Extract the lines that carry the string "This" from the listing.

--- Supplied records ---
BEGIN
PR #194, opened 2017-11-15
cmd: crictl: add a config command

runcom:
This is a fairly simple patch that just adds a `config` command to get and set configurations similar to `git config`.
This would be very needed for higher level commands like `kubeadm` in order to gather stuff like the `runtime-endpoint` to query.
END
--- Task result ---
This is a fairly simple patch that just adds a `config` command to get and set configurations similar to `git config`.
This would be very needed for higher level commands like `kubeadm` in order to gather stuff like the `runtime-endpoint` to query.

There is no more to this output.